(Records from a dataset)
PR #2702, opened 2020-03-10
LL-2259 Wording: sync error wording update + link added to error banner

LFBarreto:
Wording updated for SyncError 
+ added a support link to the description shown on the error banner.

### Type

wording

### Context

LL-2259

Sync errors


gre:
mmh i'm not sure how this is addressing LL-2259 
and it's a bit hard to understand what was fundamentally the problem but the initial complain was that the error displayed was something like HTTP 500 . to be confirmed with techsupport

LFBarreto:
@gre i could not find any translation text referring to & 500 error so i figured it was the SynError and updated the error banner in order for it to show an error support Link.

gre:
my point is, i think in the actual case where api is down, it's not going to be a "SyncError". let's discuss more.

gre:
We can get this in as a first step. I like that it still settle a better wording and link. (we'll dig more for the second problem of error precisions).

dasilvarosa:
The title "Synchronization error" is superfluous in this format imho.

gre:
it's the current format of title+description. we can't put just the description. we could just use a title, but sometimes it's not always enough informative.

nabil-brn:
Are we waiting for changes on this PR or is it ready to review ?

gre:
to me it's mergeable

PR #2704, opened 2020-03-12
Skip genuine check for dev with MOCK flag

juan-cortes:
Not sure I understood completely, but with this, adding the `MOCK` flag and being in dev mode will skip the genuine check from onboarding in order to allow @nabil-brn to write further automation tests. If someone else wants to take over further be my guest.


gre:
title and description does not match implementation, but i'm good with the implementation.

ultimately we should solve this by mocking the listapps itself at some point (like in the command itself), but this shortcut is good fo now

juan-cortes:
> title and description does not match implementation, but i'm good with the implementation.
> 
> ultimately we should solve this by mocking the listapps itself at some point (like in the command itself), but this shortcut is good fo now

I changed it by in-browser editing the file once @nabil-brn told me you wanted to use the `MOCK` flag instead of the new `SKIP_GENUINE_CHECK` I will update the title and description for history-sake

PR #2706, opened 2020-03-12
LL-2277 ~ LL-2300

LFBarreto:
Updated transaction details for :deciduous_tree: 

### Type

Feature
...
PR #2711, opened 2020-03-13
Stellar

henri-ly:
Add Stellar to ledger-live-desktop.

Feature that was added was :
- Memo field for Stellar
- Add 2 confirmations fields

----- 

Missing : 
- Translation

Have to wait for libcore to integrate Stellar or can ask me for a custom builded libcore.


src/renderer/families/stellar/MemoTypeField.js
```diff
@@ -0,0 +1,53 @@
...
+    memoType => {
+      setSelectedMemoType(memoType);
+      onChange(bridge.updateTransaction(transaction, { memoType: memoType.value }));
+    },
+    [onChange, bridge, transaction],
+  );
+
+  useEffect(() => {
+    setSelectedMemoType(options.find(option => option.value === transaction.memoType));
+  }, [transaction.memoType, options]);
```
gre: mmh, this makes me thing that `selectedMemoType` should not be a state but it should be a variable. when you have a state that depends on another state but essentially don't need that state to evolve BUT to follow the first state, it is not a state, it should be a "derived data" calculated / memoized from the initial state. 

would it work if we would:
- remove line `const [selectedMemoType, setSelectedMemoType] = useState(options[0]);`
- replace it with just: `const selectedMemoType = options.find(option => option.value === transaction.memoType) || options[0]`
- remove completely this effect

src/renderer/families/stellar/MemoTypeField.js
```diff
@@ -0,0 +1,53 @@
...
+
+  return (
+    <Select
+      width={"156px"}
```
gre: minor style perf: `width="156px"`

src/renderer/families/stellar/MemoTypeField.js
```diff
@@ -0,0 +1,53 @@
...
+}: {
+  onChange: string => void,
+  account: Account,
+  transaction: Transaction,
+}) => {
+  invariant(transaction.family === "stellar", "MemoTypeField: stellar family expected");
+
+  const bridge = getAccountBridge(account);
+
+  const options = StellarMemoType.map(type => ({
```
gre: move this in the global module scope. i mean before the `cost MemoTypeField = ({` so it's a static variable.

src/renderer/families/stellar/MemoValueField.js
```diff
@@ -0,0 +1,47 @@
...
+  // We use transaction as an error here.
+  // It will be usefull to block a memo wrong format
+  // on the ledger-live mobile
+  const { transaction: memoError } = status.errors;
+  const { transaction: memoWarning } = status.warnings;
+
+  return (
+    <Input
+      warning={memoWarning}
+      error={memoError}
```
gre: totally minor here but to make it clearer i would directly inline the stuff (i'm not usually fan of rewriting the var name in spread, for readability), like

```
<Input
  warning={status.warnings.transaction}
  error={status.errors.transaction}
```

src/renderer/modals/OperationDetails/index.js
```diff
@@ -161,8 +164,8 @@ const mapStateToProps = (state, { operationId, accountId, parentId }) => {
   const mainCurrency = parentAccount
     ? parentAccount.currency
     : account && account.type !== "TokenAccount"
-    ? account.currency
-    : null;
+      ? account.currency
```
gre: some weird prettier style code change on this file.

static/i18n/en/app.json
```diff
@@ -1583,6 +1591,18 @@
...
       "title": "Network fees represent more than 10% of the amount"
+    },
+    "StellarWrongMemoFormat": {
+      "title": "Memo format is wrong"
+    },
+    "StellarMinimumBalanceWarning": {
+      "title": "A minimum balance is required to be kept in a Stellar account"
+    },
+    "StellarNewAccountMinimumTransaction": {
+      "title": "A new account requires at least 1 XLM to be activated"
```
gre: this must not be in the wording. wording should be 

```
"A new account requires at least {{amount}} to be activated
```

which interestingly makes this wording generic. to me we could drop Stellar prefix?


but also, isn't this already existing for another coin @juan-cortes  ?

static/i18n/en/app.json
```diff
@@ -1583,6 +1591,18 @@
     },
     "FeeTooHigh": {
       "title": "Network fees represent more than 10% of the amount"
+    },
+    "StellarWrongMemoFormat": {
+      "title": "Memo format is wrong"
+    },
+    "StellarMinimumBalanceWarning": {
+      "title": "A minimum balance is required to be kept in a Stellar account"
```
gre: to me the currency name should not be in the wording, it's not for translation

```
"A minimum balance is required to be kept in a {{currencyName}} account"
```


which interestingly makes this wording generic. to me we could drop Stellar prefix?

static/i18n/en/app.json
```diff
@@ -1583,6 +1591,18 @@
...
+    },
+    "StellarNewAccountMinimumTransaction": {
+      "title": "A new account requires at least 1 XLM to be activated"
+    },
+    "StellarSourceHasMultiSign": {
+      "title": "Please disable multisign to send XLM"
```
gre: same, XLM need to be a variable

▸ **What to do**: Answer only with the count of lines in the records that include the string "banner".

▸ **Answer to the exercise**: 3